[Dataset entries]
PR #1481, opened 2020-11-01
Block entity performance improvements

Tim203:
This PR improves the performance of converting block entities by: replacing `containsKey` with `get` and `getOrDefault`, removing unnecessary map allocations, removing int to string to int parsing where not needed and a few other things.


DoctorMacc (approved):
I've tested this extensively and it works for me.

PR #1502, opened 2020-11-05
Fix bell sound and visuals

DoctorMacc:
The bell sound now correctly plays.

Bells will also visually ring when rung by another player.


Thrasilias:
there was a visual bug with it?

DoctorMacc:
Yes, when another player rung it.

Thrasilias:
makes sense ;p

rtm516 (approved):

Issue #1485, opened 2020-11-02
Command line arguments 


CreaZyp154:
Command line argument would allow to override some setting in the config.yml file

Example:
`java -jar geyser.jar --server-ip test.geysermc.org`
(syntax might be different)

This would save so much time when we want to try out some settings or just simply switch the server.

This also open doors for custom scripts that can do pretty much everything you want: from a simple server list to a web based manager, the list is just infinite

Alternative:

For now we can run a script that changes the config.yml file but it's not perfect.

JH3Y50N:
--server-port --server-name --server-threads and more...

Chew:
If you add too many flags you might as well just --config file.yml at that point

lukeeey:
I would say simply allow specifying config keys as arguments like pmmp and nukkit, but only if we can guarantee the config wouldn't change often as those arguments would break

CreaZyp154:
> If you add too many flags you might as well just --config file.yml at that point

Yea both options should be possible

PR #1506, opened 2020-11-07
Add support for passing config options as arguments

rtm516:
You can now add config options via command-line arguments.
EG: `--max-players=1337` or `--remote.address=1.1.1.1`

Closes https://github.com/GeyserMC/Geyser/issues/1485


lukeeey (approved):

RednedEpic (approved):

CreaZyp154:
This would be great to have a list on the wiki. Thanks !

rtm516:
> This would be great to have a list on the wiki or a description of the syntax. Thanks !

It is based on the config, so for the arguments it is the config key names and if they are nested in other sections then you just prefix the key with the section and a `.`. See the examples in the PR description.

EasyClifton:
I think it'd still be great if we could make a basic explanation on the wiki

PR #1528, opened 2020-11-11
Fix GlobalPalette translation

DoctorMacc:
Global palettes don't have their own internal palette, which cannot be iterated through to create a Bedrock palette. Therefore we simply iterate over the whole palette one time. This commit also fixes a regression with flowers/pistons being on multiple chunk sections.


DoctorMacc:
@YFshadaow this PR should fix your issue if you would like to test.

@skimfishes could you test this PR and see if it fixes your issue? Feel free to hop on our Discord if you need assistance.

YFshadaow:
This works for me, the missing chunks are now rendered correctly

RednedEpic (approved):

PR #1546, opened 2020-11-16
GeyserSession: remove 32 render distance cap

Camotoy:
Having an incongruency between the server render distance and the client render distance appears to cause issues, and I have not been able to encounter such a crash.


DoctorMacc:
Also see #665.

rtm516 (approved):

jkcoxson:
I have tested this pull request and it fixed the issues. What needs to happen before it's commited and rebuilt on Jenkins?

lukeeey (approved):

Issue #1553, opened 2020-11-17
/geyser not working on BungeeCord for players connecting locally 


Fernthedev:
**Describe the bug**
I'm not entirely sure this is the cause of an update of some sort or something with the proxy, but this didn't happen before.
Running something such as `/geyser version` fails to run, as so does anything else that attempts to fetch the locale of the player.
Every time a `/geyser` command runs, it attempts to fetch the locale of the player using the locale data retrieved by the proxy.
The problem is that when it attempts to use this data, it assumes that I am from Canada resulting in "en_CA" which cannot be found. 

I cannot confirm if the issue is reproducible by connecting locally using something such as a LAN ip.

**To Reproduce**
1. Connect to the proxy using LAN IP from Java.
2. Run a command such as `/geyser version`
3. See the command fail

**Expected behavior**
The expected behavior is simply run the command successfully

**Server Version**
Waterfall 1.16.4 build 384

**Geyser Version**
Geyser version 1.1.0 (git-master-512f8cd)

**Minecraft: Bedrock Edition Version**
N/A

**Additional Context**
A stacktrace of the command can be found here: https://hastebin.com/yunixiheso.properties
Geyser dump: https://dump.geysermc.org/Hnn2RDgU0Cryu1xHmchwa1xplC2xiIWZ

rtm516:
Looks like this is caused by not checking if `properties` is null on the following lines
https://github.com/GeyserMC/Geyser/blob/master/connector/src/main/java/org/geysermc/connector/utils/LanguageUtils.java#L107-L108

PR #1557, opened 2020-11-17
More chat fixes

rtm516:
See commit messages for info.
 - Updates GeyserVelocityCommandExecutor.java to non-deprecated parent.
 - Fixes android issues caused by adventure versions being different.
 - Fixes: https://github.com/GeyserMC/Geyser/issues/1553

There are still some formatting issues but they seem to be in the Adventure repo, see https://github.com/KyoriPowered/adventure/issues/207


connector/src/main/java/org/geysermc/connector/utils/LanguageUtils.java
```diff
@@ -104,8 +104,13 @@ public static String getLocaleStringLog(String key, Object... values) {
     public static String getPlayerLocaleString(String key, String locale, Object... values) {
         locale = formatLocale(locale);
 
-        Properties properties = LOCALE_MAPPINGS.get(locale);
-        String formatString = properties.getProperty(key);
+        Properties properties;
+        String formatString = null;
+
+        if (LOCALE_MAPPINGS.containsKey(locale)) {
```
DoctorMacc, line 110: Perhaps do `LOCALE_MAPPINGS.get(locale)` and then check for null?

DoctorMacc (approved):

PR #4168, opened 2023-10-01
Add fetching MC versions and Console from the extensions API

rtm516:


api/src/main/java/org/geysermc/geyser/api/GeyserApi.java
```diff
@@ -133,6 +134,44 @@ public interface GeyserApi extends GeyserApiBase {
...
+     */
+    @NonNull
+    String getBedrockMinecraftVersion();
+
+    /**
+     * Gets the version of the Bedrock Minecraft protocol that is supported.
+     *
+     * @return the version of the Bedrock Minecraft protocol that is supported
+     */
+    int getBedrockProtocolVersion();
```
onebeastchris, line 165: How would this work with Geyser supporting multiple Bedrock protocol versions?

Konicai: I mean currently its just the default protocol

This simplification doesn't seem ideal

Konicai (dismissed):
all of the other methods in GeyserApi are fluent

api/src/main/java/org/geysermc/geyser/api/GeyserApi.java
onebeastchris: Could be a list of protocols.. but then the matching of version -> protocol number would be unclear

hence, version class with individual fields could make sense :p

Konicai: i suggest interface + record

if we want to expose protocol specific information in the future it can be done there

Konicai:
Needs rebase or merge

api/src/main/java/org/geysermc/geyser/api/util/MinecraftVersion.java
```diff
@@ -0,0 +1,48 @@
...
+
+import org.checkerframework.checker.nullness.qual.NonNull;
+
+/**
+ * Represents a Minecraft version.
+ */
+public interface MinecraftVersion {
+
+    /**
+     * Gets the name of this Minecraft version.
```
Camotoy, line 36: I think this needs to be clearer. Is this the version "Java"? Is this E.G. "1.20.4"?

onebeastchris: It would be a "1.20.2" string; so yeah, i'd rename it to `version string`  if that's better?

Camotoy: Sure.

core/src/main/java/org/geysermc/geyser/util/MinecraftVersionImpl.java
Camotoy, line 1: Might be a better idea to create a new `impl` package or something and move this file there.

Tim203: I think I would've placed this file under `org.geysermc.geyser.api.util` as it's also under the `util` package of the `api` module.

onebeastchris: https://github.com/GeyserMC/Geyser/pull/4168/commits/4df0458619da97835cb5a09fbc95c52094586776 moved it to a new impl package. Not sure how `org.geysermc.geyser.api.util` would work as that would end up in the api package alongside the interface it implements?

Redned235 (approved):

api/src/main/java/org/geysermc/geyser/api/GeyserApi.java
```diff
@@ -134,6 +136,30 @@ public interface GeyserApi extends GeyserApiBase {
     @NonNull
     PlatformType platformType();
 
+    /**
+     * Gets the version of Java Minecraft that is supported.
+     *
+     * @return the supported version of Java Minecraft
+     */
```
Tim203, line 143: If we were to follow the Google Style Guide it'd be fine to simplify this to:
`Returns the version of Java Minecraft that is supported`

onebeastchris: Not against doing that, i've mostly mirrored the style of existing method docs

PR #4183, opened 2023-10-05
Tell the server we loaded the resource pack

rtm516:
This should restore things to how they were 1.20.1 and below

### DIFF
--- a/core/src/main/java/org/geysermc/geyser/translator/protocol/java/JavaClientboundResourcePacksPacket.java
+++ b/core/src/main/java/org/geysermc/geyser/translator/protocol/java/JavaClientboundResourcePacksPacket.java
@@ -38,6 +38,11 @@ public class JavaClientboundResourcePacksPacket extends PacketTranslator<Clientb
     @Override
     public void translate(GeyserSession session, ClientboundResourcePackPacket packet) {
         // We need to "answer" this to avoid timeout issues related to resource packs
-        session.sendDownstreamPacket(new ServerboundResourcePackPacket(ResourcePackStatus.SUCCESSFULLY_LOADED));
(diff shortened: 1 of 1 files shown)


core/src/main/java/org/geysermc/geyser/translator/protocol/java/JavaClientboundResourcePacksPacket.java
```diff
@@ -38,6 +38,6 @@ public class JavaClientboundResourcePacksPacket extends PacketTranslator<Clientb
     @Override
     public void translate(GeyserSession session, ClientboundResourcePackPacket packet) {
         // We need to "answer" this to avoid timeout issues related to resource packs
-        session.sendDownstreamPacket(new ServerboundResourcePackPacket(ResourcePackStatus.DECLINED));
+        session.sendDownstreamPacket(new ServerboundResourcePackPacket(ResourcePackStatus.SUCCESSFULLY_LOADED));
```
onebeastchris, line 41: Are we really able to just skip the `ACCEPTED` step?

onebeastchris (approved):

core/src/main/java/org/geysermc/geyser/translator/protocol/java/JavaClientboundResourcePacksPacket.java
onebeastchris: Looks like it works! https://discord.com/channels/613163671870242838/613168464634576897/1159621179594776636

One idea though; we could check for the `required` boolean in the `ClientboundResourcePackPacket` & only claim that we accepted the pack if it is being forced.

hasankayra04:
https://discord.com/channels/613163671870242838/613168464634576897/1159627775364308992

Issue #4171, opened 2023-10-01
Player heads have a second head floating next to it.


timtijmen2:
### Describe the bug

Any player heads in the world look like there is a second head when viewed by a bedrock player.
1 of the heads is always a steve head, which is in the right posision the head should be.
There is also a second head in a different rotation and/or posision with the texture it should be using.

### To Reproduce

Just look at a player head in game, if you dont see it it might be inside a block

### Expected behaviour

Normal player heads

### Screenshots / Videos

![Schermopname (69)](https://github.com/GeyserMC/Geyser/assets/70636605/8a8e2535-b0a5-4998-9fcd-3f13401181c1)
![Schermopname (70)](https://github.com/GeyserMC/Geyser/assets/70636605/36c21ebd-45c5-4b90-ae65-9e67e8471eca)

### Server Version and Plugins

1.20.2
Geyser and Floodgate

### Geyser Version

1.20.2 Fabric

### Minecraft: Bedrock Edition Device/Version

1.20.31v

timtijmen2:
Note: Its only for player heads, Normal default mob heads dont have this issue as seen in the skeleton skull in one of the screenshots.

PR #4200, opened 2023-10-08
Fix: Skull rotation issues since 1.20.2

onebeastchris:
Closes https://github.com/GeyserMC/Geyser/issues/4171

Caused by a mappings update (https://github.com/GeyserMC/mappings/commit/75906e5e36b387e5d846c1b400fece9bef8c5a4a) that caused the BlockStateValues reader to incorrectly fall back to a rotation of 0 regardless of actual direction.

### DIFF
--- a/core/src/main/java/org/geysermc/geyser/level/block/BlockStateValues.java
+++ b/core/src/main/java/org/geysermc/geyser/level/block/BlockStateValues.java
@@ -173,8 +173,8 @@ public final class BlockStateValues {
         }
 
         if (javaId.contains("wall_skull") || javaId.contains("wall_head")) {
-            String direction = javaId.substring(javaId.lastIndexOf("facing=") + 7);
-            int rotation = switch (direction.substring(0, direction.length() - 1)) {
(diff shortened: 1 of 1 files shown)


Konicai:
I'm kinda confused, can this be fixed by a change to BlockStateUpdater or our mappings?

onebeastchris:
It's a change in the java mappings used in our mappings, so I'm not sure BlockStateUpper applies here... as for mappings, I could try and revert that, but from my understanding the java mappings were auto-generated

Konicai:
ah okay, so the full java id + states string just changed eh

onebeastchris:
exactly :)

Konicai (approved):
yeah whoops i read "BlockStateValues" and my brain just lead to "BlockStateUpdater"

ideally we use something like <https://github.com/GeyserMC/mappings-generator/blob/master/src/main/java/org/geysermc/generator/state/StateMapper.java#L24-L38> to avoid future breakages, but this is fine for now to get it working again.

_Task directions_: Looking at the entries, state how many lines hold the string "found", with the number as the sole reply.

_Result of this task_: 2